▸ **Assignment**: The output should be all entries, each matching the original exactly.

▸ **Extracted entries**:
———

PR #2055, opened 2024-03-06
PLT-340 Add opt out export

gsf:
## 🎫 Ticket

https://jira.cms.gov/browse/PLT-340

## 🛠 Changes

Added opt-out-export code from dpc-ops.

## ℹ️ Context for reviewers

Moving opt-out-export code over from dpc-ops as we did with opt-out-import. Along with deploy workflows, I've added initial attempts at integration tests.

## ✅ Acceptance Validation

See checks, though additional PRs may be required to get deploys and tests working as expected.

## 🔒 Security Implications

- [x] This PR requires additional review of its security implications for other reasons.

As in #2032, I've added @StewGoin since we are moving software from a private repo to a public one. I have reviewed for any sensitive information.

PR #2064, opened 2024-03-11
DPC-3888: Updates for successful export lambda execution

kyeah:
## 🎫 Ticket

[DPC-3888](https://jira.cms.gov/browse/DPC-3888)

## 🛠 Changes

- Pull BFD assume role ARN from parameter store instead of environment variable
- Only use BFD assume role for S3 upload — use regular AWS session for DPC parameter store retrieval
- Avoid writing local file on read-only lambda. Instead, write directly to in-memory bytes buffer and upload to S3

## ℹ️ Context for reviewers

A few changes to make the export lambda pass when running it on real infrastructure. Recommend reviewing with "Hide whitespace changes" enabled since my editor did some auto-formatting 🙈 

This is a followup to #2055. Split out to make it easier to review actual code changes instead of just moving code between the repos.

## ✅ Acceptance Validation

Ran the lambda manually with an empty event in AWS Console.

## 🔒 Security Implications


lambda/opt-out-export/main.go
```diff
@@ -168,6 +169,17 @@ func generateAlignmentFileName(now time.Time) (string) {
...
 
+func getAssumeRoleSession(session *session.Session) (*session.Session, error) {
+	parameterName := fmt.Sprintf("/opt-out-import/dpc/%s/bfd-bucket-role-arn", os.Getenv("ENV"))
+	assumeRoleArn, err := getSecret(session, parameterName)
+
+	if err != nil {
+		return nil, fmt.Errorf("Failed to retrieve assume role arn: %w", err)
+	}
+
+	return newSession(assumeRoleArn)
```
MEspositoE14s, line 180: To get everything running locally, I had to switch to this:

```suggestion
	if isTesting {
		return getAwsSession()
	} else {
		return newSession(assumeRoleArn)
	}
```

and then add: 
`aws --endpoint-url=http://localhost:4566 ssm put-parameter \
    --name "/opt-out-import/dpc/local/bfd-bucket-role-arn" \
    --value "assume_role_arn_123456789" \
    --type "String"`
and `aws --endpoint-url=http://localhost:4566 ssm get-parameter --name "/opt-out-import/dpc/local/bfd-bucket-role-arn"`
to populate_aws.sh

lambda/opt-out-export/dpcaws/s3.go
```diff
@@ -13,26 +15,20 @@ var osOpen = os.Open
...
-
+func UploadFileToS3(s *session.Session, fileName string, buff bytes.Buffer, s3Bucket string, s3Path string) error {
 	// Upload file to bucket
 	uploader := newUploader(s)
 
 	_, s3Err := upload(*uploader, &s3manager.UploadInput{
 		Bucket: aws.String(s3Bucket),
 		Key:    aws.String(s3Path + "/" + fileName),
-		Body:   file,
+		Body:   bytes.NewReader(buff.Bytes()),
```
MEspositoE14s, line 27: Part of me was worried about trying to do this with a buffer because I thought it might get too big once we start adding lots of patients.  Then I just looked up how much memory is available to a lambda function and it can go pretty high, so I don't think we'll have an issue!

MEspositoE14s (approved):
Looks pretty good to me outside of the one failing test.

———

▸ **Written solution**:
PR #2055, opened 2024-03-06
PLT-340 Add opt out export

gsf:
## 🎫 Ticket

https://jira.cms.gov/browse/PLT-340

## 🛠 Changes

Added opt-out-export code from dpc-ops.

## ℹ️ Context for reviewers

Moving opt-out-export code over from dpc-ops as we did with opt-out-import. Along with deploy workflows, I've added initial attempts at integration tests.

## ✅ Acceptance Validation

See checks, though additional PRs may be required to get deploys and tests working as expected.

## 🔒 Security Implications

- [x] This PR requires additional review of its security implications for other reasons.

As in #2032, I've added @StewGoin since we are moving software from a private repo to a public one. I have reviewed for any sensitive information.

PR #2064, opened 2024-03-11
DPC-3888: Updates for successful export lambda execution

kyeah:
## 🎫 Ticket

[DPC-3888](https://jira.cms.gov/browse/DPC-3888)

## 🛠 Changes

- Pull BFD assume role ARN from parameter store instead of environment variable
- Only use BFD assume role for S3 upload — use regular AWS session for DPC parameter store retrieval
- Avoid writing local file on read-only lambda. Instead, write directly to in-memory bytes buffer and upload to S3

## ℹ️ Context for reviewers

A few changes to make the export lambda pass when running it on real infrastructure. Recommend reviewing with "Hide whitespace changes" enabled since my editor did some auto-formatting 🙈 

This is a followup to #2055. Split out to make it easier to review actual code changes instead of just moving code between the repos.

## ✅ Acceptance Validation

Ran the lambda manually with an empty event in AWS Console.

## 🔒 Security Implications


lambda/opt-out-export/main.go
```diff
@@ -168,6 +169,17 @@ func generateAlignmentFileName(now time.Time) (string) {
...
 
+func getAssumeRoleSession(session *session.Session) (*session.Session, error) {
+	parameterName := fmt.Sprintf("/opt-out-import/dpc/%s/bfd-bucket-role-arn", os.Getenv("ENV"))
+	assumeRoleArn, err := getSecret(session, parameterName)
+
+	if err != nil {
+		return nil, fmt.Errorf("Failed to retrieve assume role arn: %w", err)
+	}
+
+	return newSession(assumeRoleArn)
```
MEspositoE14s, line 180: To get everything running locally, I had to switch to this:

```suggestion
	if isTesting {
		return getAwsSession()
	} else {
		return newSession(assumeRoleArn)
	}
```

and then add: 
`aws --endpoint-url=http://localhost:4566 ssm put-parameter \
    --name "/opt-out-import/dpc/local/bfd-bucket-role-arn" \
    --value "assume_role_arn_123456789" \
    --type "String"`
and `aws --endpoint-url=http://localhost:4566 ssm get-parameter --name "/opt-out-import/dpc/local/bfd-bucket-role-arn"`
to populate_aws.sh

lambda/opt-out-export/dpcaws/s3.go
```diff
@@ -13,26 +15,20 @@ var osOpen = os.Open
...
-
+func UploadFileToS3(s *session.Session, fileName string, buff bytes.Buffer, s3Bucket string, s3Path string) error {
 	// Upload file to bucket
 	uploader := newUploader(s)
 
 	_, s3Err := upload(*uploader, &s3manager.UploadInput{
 		Bucket: aws.String(s3Bucket),
 		Key:    aws.String(s3Path + "/" + fileName),
-		Body:   file,
+		Body:   bytes.NewReader(buff.Bytes()),
```
MEspositoE14s, line 27: Part of me was worried about trying to do this with a buffer because I thought it might get too big once we start adding lots of patients.  Then I just looked up how much memory is available to a lambda function and it can go pretty high, so I don't think we'll have an issue!

MEspositoE14s (approved):
Looks pretty good to me outside of the one failing test.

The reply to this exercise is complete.